- **Exercise description**:
Please state how many lines in the records below contain the word "cannot"; the answer should be a number and nothing else.

- **Collected data**:
PR #29899, opened 2026-08-16
fix(pro): count the global and the symbol getLimit scopes independently

kroitor:
After a symbol-scoped `getLimit`, the shared seen-set clear erased the **global** scope's memory: an id that updated again then re-entered the `allNewUpdates` delta, so `getLimit(undefined)` over-reported. Repro on master js:

```js
cache.append ({ symbol: 'A', id: '1' });
cache.append ({ symbol: 'A', id: '2' });
cache.getLimit ('A', 100);       // 2 - consumes the symbol scope
cache.append ({ symbol: 'A', id: '1' });   // same id updates again
cache.getLimit (undefined, 100); // returned 3 - but only ids 1 and 2 exist since no global poll ever happened
```

**Fix:** each keyed cache keeps a second seen-set family (`seenUpdatesAll`) cleared only by the global scope. The two poll scopes now count independently against their own last poll — symbol polls no longer corrupt the global count and vice versa. Affects `ArrayCacheBySymbolById` (and `ByOutcomeById` via inheritance) and `ArrayCacheBySymbolBySide`; the plain `ArrayCache` counts every append with no dedup coupling and `ByTimestamp` is single-scope, so neither drifts.

Mirrored by hand in **all six runtimes** (ts, python, php, c#, go, java) per the new CONTRIBUTING base-ws rule, with a shared test case (`cacheTwoScopes`) pinning the two-scope semantics in every language.

**Bonus go fix in the same lines:** the `clearUpdatesBySymbol` check tested key **existence** instead of the flag value — after a symbol's first poll the key stayed present as `false`, so its seen set reset on every subsequent append and `allNewUpdates` counted appends rather than distinct ids.

**Verification:** behavioral probes (2 → global 2 → symbol 1, plus clear-sanity) pass on js, python, php (8.3) and java (jdk 21); go and cs verified by inspection + CI. The full shared cache test passes locally including all #29869/#29895-era cases. Rebased over #29895: its new go `ArrayCache.Clear` gained the matching `seenUpdatesAll` reset.

### DIFF
--- a/ts/src/base/ws/Cache.ts
+++ b/ts/src/base/ws/Cache.ts
@@ -45,6 +45,13 @@ class ArrayCache extends BaseCache implements CustomArray {
             value: {},
             writable: true,
         })
+        // the same, but cleared only by the GLOBAL getLimit () scope - the two poll
+        // scopes are independent, so each needs its own memory of what it has seen
+        Object.defineProperty (this, 'seenUpdatesAll', {
+            __proto__: null, // make it invisible
+            value: {},
+            writable: true,
+        })
         Object.defineProperty (this, 'clearUpdatesBySymbol', {
             __proto__: null, // make it invisible
             value: {},
@@ -99,6 +106,7 @@ class ArrayCache extends BaseCache implements CustomArray {
         this.hashmap = {}
         this.newUpdatesBySymbol = {}
         this.seenUpdatesBySymbol = {}
+        this.seenUpdatesAll = {}
         this.clearUpdatesBySymbol = {}
         this.allNewUpdates = 0
         this.clearAllUpdates = false
@@ -112,10 +120,11 @@ class ArrayCache extends BaseCache implements CustomArray {
         this.push (item)
         if (this.clearAllUpdates) {
             this.clearAllUpdates = false
-            this.clearUpdatesBySymbol = {}
+            // the global poll consumes only the global scope: the symbol-scoped
+            // seen sets, counts and pending flags belong to the symbol consumers
+            // and survive until their own polls clear them
             this.allNewUpdates = 0
-            this.newUpdatesBySymbol = {}
-            this.seenUpdatesBySymbol = {}
+            this.seenUpdatesAll = {}
         }
         if (this.clearUpdatesBySymbol[item.symbol]) {
             this.clearUpdatesBySymbol[item.symbol] = false
@@ -253,10 +262,11 @@ class ArrayCacheBySymbolById extends ArrayCache {
         this.push (item)
         if (this.clearAllUpdates) {
             this.clearAllUpdates = false
-            this.clearUpdatesBySymbol = {}
+            // the global poll consumes only the global scope: the symbol-scoped
+            // seen sets, counts and pending flags belong to the symbol consumers
+            // and survive until their own polls clear them
             this.allNewUpdates = 0
-            this.newUpdatesBySymbol = {}
-            this.seenUpdatesBySymbol = {}
+            this.seenUpdatesAll = {}
         }
         if (this.seenUpdatesBySymbol[key] === undefined) {
             this.seenUpdatesBySymbol[key] = new Set ()
@@ -267,11 +277,18 @@ class ArrayCacheBySymbolById extends ArrayCache {
         }
         // count distinct ids, in case an exchange updates the same order id twice
         const idSet = this.seenUpdatesBySymbol[key]
-        const beforeLength = idSet.size
         idSet.add (item.id)
-        const afterLength = idSet.size
-        this.newUpdatesBySymbol[key] = afterLength
-        this.allNewUpdates = (this.allNewUpdates || 0) + (afterLength - beforeLength)
+        this.newUpdatesBySymbol[key] = idSet.size
+        // the global scope keeps its own seen sets: the symbol-scoped poll clears
+        // the symbol set, and deriving the global count from that set double-counts
+        // an id that updates again after a symbol poll
+        if (this.seenUpdatesAll[key] === undefined) {
+            this.seenUpdatesAll[key] = new Set ()
+        }
+        const allIdSet = this.seenUpdatesAll[key]
+        const beforeAllLength = allIdSet.size
+        allIdSet.add (item.id)
+        this.allNewUpdates = (this.allNewUpdates || 0) + (allIdSet.size - beforeAllLength)
     }
 }
 
@@ -317,10 +334,11 @@ class ArrayCacheBySymbolBySide extends ArrayCache {
         this.push (item)
         if (this.clearAllUpdates) {
             this.clearAllUpdates = false
-            this.clearUpdatesBySymbol = {}
+            // the global poll consumes only the global scope: the symbol-scoped
+            // seen sets, counts and pending flags belong to the symbol consumers
+            // and survive until their own polls clear them
             this.allNewUpdates = 0
-            this.newUpdatesBySymbol = {}
-            this.seenUpdatesBySymbol = {}
+            this.seenUpdatesAll = {}
         }
         if (this.seenUpdatesBySymbol[item.symbol] === undefined) {
             this.seenUpdatesBySymbol[item.symbol] = new Set ()
@@ -331,11 +349,16 @@ class ArrayCacheBySymbolBySide extends ArrayCache {
         }
         // count distinct sides, in case an exchange updates the same side twice
         const sideSet = this.seenUpdatesBySymbol[item.symbol]
-        const beforeLength = sideSet.size
         sideSet.add (item.side)
-        const afterLength = sideSet.size
-        this.newUpdatesBySymbol[item.symbol] = afterLength
-        this.allNewUpdates = (this.allNewUpdates || 0) + (afterLength - beforeLength)
+        this.newUpdatesBySymbol[item.symbol] = sideSet.size
+        // independent global-scope memory, see ArrayCacheBySymbolById.append
+        if (this.seenUpdatesAll[item.symbol] === undefined) {
+            this.seenUpdatesAll[item.symbol] = new Set ()
+        }
+        const allSideSet = this.seenUpdatesAll[item.symbol]
+        const beforeAllLength = allSideSet.size
+        allSideSet.add (item.side)
+        this.allNewUpdates = (this.allNewUpdates || 0) + (allSideSet.size - beforeAllLength)
     }
 }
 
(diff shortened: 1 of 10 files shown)


carlotestor (commented):
## Summary

Fixes the shared seen-set coupling: after a symbol-scoped `getLimit`, an id that updates again no longer re-enters `allNewUpdates`, so `getLimit(undefined)` stops over-reporting. A second seen-set family (`seenUpdatesAll`) is the right shape, and it is mirrored in all six hand-written WS cache ports with a shared `cacheTwoScopes` case.

The Go `clearUpdatesBySymbol` existence-vs-value check is a real sibling bug (the key stayed present as `false` after the first poll, so the symbol set reset on every later append).

## Correctness

The stated repro is fixed: a symbol poll no longer inflates the global delta.

Two gaps versus the PR's "vice versa" claim:

1. Deferred `clearAllUpdates` still wipes `seenUpdatesBySymbol` / `newUpdatesBySymbol`. A global poll then the next `append` still resets the symbol-scope count, so a later `getLimit(symbol)` only sees ids from that append — not ids since the last (or first) symbol poll. `cacheTwoScopes` never `append`s between the global and second symbol `getLimit`, so it cannot see this.
2. Only `ArrayCacheBySymbolById` is pinned. `ArrayCacheBySymbolBySide` has the same split and no twin case.

If global-consumes-all is the intended contract, drop "vice versa" from the body and keep the one-sided test. If the scopes are truly independent, the all-clear block should leave the symbol family alone and the inverse sequence should be asserted (BySide too).

## Labels applied

`bug`, `ws`

## Verdict

COMMENT — the stated over-count fix looks correct; independence is only implemented in one direction and the test does not lock the other.

ts/src/base/ws/Cache.ts
```diff
@@ -257,6 +266,7 @@ class ArrayCacheBySymbolById extends ArrayCache {
             this.allNewUpdates = 0
             this.newUpdatesBySymbol = {}
             this.seenUpdatesBySymbol = {}
+            this.seenUpdatesAll = {}
```
carlotestor: `clearAllUpdates` still replaces `seenUpdatesBySymbol` (and `newUpdatesBySymbol`) here. That is the symbol-scope memory. After `getLimit(undefined)` the next `append` therefore zeros the symbol count, so a later `getLimit(symbol)` only sees ids from that append — not ids since the last symbol poll. If the two scopes are independent, wipe only `seenUpdatesAll` / `allNewUpdates` on this path (same change in the `ArrayCacheBySymbolBySide` block and the five language mirrors).

ts/src/pro/test/base/test.cache.ts
```diff
@@ -614,6 +614,26 @@ function testWsCache () {
...
+    const symbolScopeFirst = cacheTwoScopes.getLimit ('BTC/USDT', 100);
+    assert (symbolScopeFirst === 2);
+
+    cacheTwoScopes.append ({ 'symbol': 'BTC/USDT', 'id': 'a', 'i': 3 });
+
+    const globalScope = cacheTwoScopes.getLimit (undefined, 100);
+    assert (globalScope === 2); // distinct ids a and b since no global poll happened - id a must not double-count
+
+    const symbolScopeSecond = cacheTwoScopes.getLimit ('BTC/USDT', 100);
+    assert (symbolScopeSecond === 1); // id a since the last symbol-scoped poll
```
carlotestor, line 636: This sequence never `append`s between the global poll and the second symbol `getLimit`, so it cannot fail if `clearAllUpdates` still wipes the symbol family. Add the inverse: `getLimit(undefined)` then `append` the same id then `getLimit(symbol)` should stay 2 if the scopes are independent (or document that a global poll is allowed to reset the symbol window). A BySide copy of `cacheTwoScopes` would also pin the other keyed class this PR changes.

carlotestor:
### Necessity verdict: **necessary, but do not merge as-is** — the bug is real, the fix trades an over-count for an unbounded memory leak

Re-verified independently on `origin/master` @ `39df7dc481d` and PR head `2585f0b01ec`.

#### 1. The bug is real (PR is not a no-op)

Ran the PR body's repro against the built master tree (`js/src/base/ws/Cache.js`):

```
getLimit("A",100)        = 2      <- consumes the symbol scope
append({symbol:'A',id:'1'})       <- same id updates again
getLimit(undefined,100)  = 3      <- only ids 1 and 2 have ever existed
```

Cause is `ts/src/base/ws/Cache.ts:266` — the symbol-scoped deferred clear calls `this.seenUpdatesBySymbol[key].clear()`, and `:274` then derives the *global* `allNewUpdates` delta from that same emptied set. Same in `python/ccxt/async_support/base/ws/cache.py` (verified: master 3, PR head 2).

This is a **regression from #29869** (`64500fd579b`), which introduced `seenUpdatesBySymbol`; `git log -S seenUpdatesBySymbol -- ts/src/base/ws/Cache.ts` returns only that commit. Not decade-old semantics — worth fixing now.

The added `cacheTwoScopes` case genuinely pins it: assert 2 (`globalScope === 2`) **FAILS on master** (returns 3); asserts 1 and 3 pass on both. It transpiles automatically via `build/transpileWS.ts:232 transpileWsCacheTest()`, so the "shared test case in every language" claim holds.

#### 2. Blocking: `seenUpdatesAll` is never bounded and never cleared by the symbol scope

`seenUpdatesAll` is reset only by `clearAllUpdates` (`Cache.ts:269`, `:341`) and by `clear()` (`:109`). A symbol-scoped `getLimit` does not touch it. So any bot that only ever calls `watchOrders(symbol)` — never `watchOrders()` — accumulates **every distinct order id for the lifetime of the process**, independent of `maxSize`.

Measured, 200k appends into an `ArrayCacheBySymbolById(1000)` with a symbol-scoped `getLimit` after each:

| | `seenUpdatesBySymbol` | `seenUpdatesAll` | heap |
|---|---|---|---|
| master (py) | 1 | absent | +0.4 MB |
| PR head (py) | 1 | **200000** | **+18.7 MB** |
| master (js) | 1 | absent | 17 MB heapUsed |
| PR head (ts) | 1 | **200000** | 49 MB heapUsed |

The cache itself stays at `length = 1000`. Master is bounded in this scenario precisely *because* the symbol poll clears the shared set — the over-count and the bound are the same mechanism, so removing one removes the other.

`this.newUpdates` defaults to `true` (`ts/src/base/Exchange.ts:440`) and single-symbol polling is the common shape — `ts/src/pro/binance.ts:4409` `limit = orders.getLimit (symbol, limit)` passes the user's `symbol` straight through from `watchOrders (symbol = undefined, ...)` at `:4326`; same at `okx.ts:1961` / `bybit.ts:1863`. A long-running single-symbol `watchOrders` loop is the leak's exact trigger.

Trading a bounded mis-count for an unbounded leak is a net regression for the majority path. `seenUpdatesAll` needs a bound (cap it at `maxSize`, or only populate it once a global poll has actually occurred).

`ArrayCacheBySymbolBySide` is not affected by this — sides are bounded to 2 (verified: `seen_all` stays at 1–2 over 50k appends).

#### 3. Go `ArrayCacheBySymbolBySide.Append` did not get the fix

`go/v4/exchange_cache.go:567` — the BySide append is a **separate function**, not shared with `(*ArrayCache).Append`, and it still ends with the master pattern at `:641-645`:

```go
sideSet := c.newUpdatesBySymbol[symbol]
beforeSize := sideSet.Size()
sideSet.Add(side)
afterSize := sideSet.Size()
c.allNewUpdates += (afterSize - beforeSize)
```

`grep seenUpdatesAll` over lines 567-647 returns nothing. It also keeps the `if _, exists := c.clearUpdatesBySymbol[symbol]; exists` existence check at `:636` that the same PR fixes for `(*ArrayCache).Append`. So Go BySide keeps both bugs while ts/python/php/cs fix them — the six-runtime mirror is 5/6 here. (Java BySide is fine: it inherits `ArrayCacheBySymbolById.append` at `ArrayCache.java:458`.)

#### 4. Minor: the Go hunk is not `gofmt`-clean

`gofmt -l` is silent on master's `exchange_cache.go` and flags the PR head's. The struct field block at `:95-101` loses its alignment when `seenUpdatesAll` is inserted mid-block with a comment. `gofmt -d` wants the whole block re-aligned.

#### Things I checked that are fine

- Go value-semantics: `c.seenUpdatesAll[symbol] = *NewSet()` then `allIdSet := c.seenUpdatesAll[symbol]` copies the struct, but `Set.elements` is a map (`:641`), so the backing store is shared and `Add` is visible through the map entry. Confirmed with a real `go run`. Same pattern master already uses for `newUpdatesBySymbol`.
- The Go `clearUpdatesBySymbol` existence-vs-value fix at `:225` is a genuine separate bug and correctly fixed for `(*ArrayCache).Append`.
- Not already fixed / not duplicated: master @ `39df7dc481d` has no `seenUpdatesAll`; the only commits between the PR's merge-base `ec12784` and master head are automated Go/Python/PHP regen.
- `getLimit` itself is unchanged by the PR; only `append` and the constructors/`clear` change.

#### Suggested shape

Keep the two-scope model, but make the global set bounded — e.g. clear `seenUpdatesAll[key]` when the row it tracks is evicted, or gate its population on `clearAllUpdates` having been set at least once. Then port the change to Go's BySide append and re-run `gofmt`.

ts/src/base/ws/Cache.ts
kroitor: Implemented in d2a5060 — the deferred all-clear now resets only `allNewUpdates` + `seenUpdatesAll`; the symbol-scoped seen sets, counts and pending flags survive until their own polls clear them, in all six runtimes. The shared test gained the inverse sequence you specified (global poll → append → symbol poll must retain its window; the discriminating assert is `symbolScopeThird === 2`).

ts/src/pro/test/base/test.cache.ts
kroitor: Implemented in d2a5060 — the deferred all-clear now resets only `allNewUpdates` + `seenUpdatesAll`; the symbol-scoped seen sets, counts and pending flags survive until their own polls clear them, in all six runtimes. The shared test gained the inverse sequence you specified (global poll → append → symbol poll must retain its window; the discriminating assert is `symbolScopeThird === 2`).

ts/src/base/ws/Cache.ts
kroitor: And specifically for this thread: `sideTwoScopes` in d2a5060 is the BySide twin — same two-scope structure, both directions covered (re-updated side must not double-count globally; the global poll must not reset the symbol window).

ts/src/pro/test/base/test.cache.ts
kroitor: And specifically for this thread: `sideTwoScopes` in d2a5060 is the BySide twin — same two-scope structure, both directions covered (re-updated side must not double-count globally; the global poll must not reset the symbol window).

kroitor:
Superseded by #29902 for a fresh review pass — same branch, same content.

- **Exercise result**:
2